TASK DIRECTIONS: Retype each of the entries below exactly as written.

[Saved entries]
PR #4089, opened 2026-07-02
fix(translator): preserve Claude system prompts and tool args

danglinsheng:
Move mid-conversation Claude system messages into Gemini/Antigravity system instructions, avoid synthetic Gemini tool thought signatures, and sanitize Gemini tool call args against original Claude schemas.


danglinsheng:
Updated the PR to address the Gemini Code Assist review feedback in commit `57057ab`:

- filtered Claude Code attribution text from mid-conversation system content before appending it to Gemini system instructions;
- fixed strict-schema handling when `additionalProperties: false` is set and `properties` is absent;
- changed tool-argument sanitization to delete disallowed keys from the original JSON bytes, preserving large integer precision and original value formatting.

Validation run locally:

```bash
go test ./internal/translator/gemini/claude ./internal/translator/antigravity/claude
```

The remaining `ensure-no-translator-changes` failure appears to be the repository path guard for intentional `internal/translator/**` changes. Per that workflow message, I opened a tracking issue for the maintenance team: https://github.com/router-for-me/CLIProxyAPI/issues/4093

EXERCISE SOLUTION:
PR #4089, opened 2026-07-02
fix(translator): preserve Claude system prompts and tool args

danglinsheng:
Move mid-conversation Claude system messages into Gemini/Antigravity system instructions, avoid synthetic Gemini tool thought signatures, and sanitize Gemini tool call args against original Claude schemas.


danglinsheng:
Updated the PR to address the Gemini Code Assist review feedback in commit `57057ab`:

- filtered Claude Code attribution text from mid-conversation system content before appending it to Gemini system instructions;
- fixed strict-schema handling when `additionalProperties: false` is set and `properties` is absent;
- changed tool-argument sanitization to delete disallowed keys from the original JSON bytes, preserving large integer precision and original value formatting.

Validation run locally:

```bash
go test ./internal/translator/gemini/claude ./internal/translator/antigravity/claude
```

The remaining `ensure-no-translator-changes` failure appears to be the repository path guard for intentional `internal/translator/**` changes. Per that workflow message, I opened a tracking issue for the maintenance team: https://github.com/router-for-me/CLIProxyAPI/issues/4093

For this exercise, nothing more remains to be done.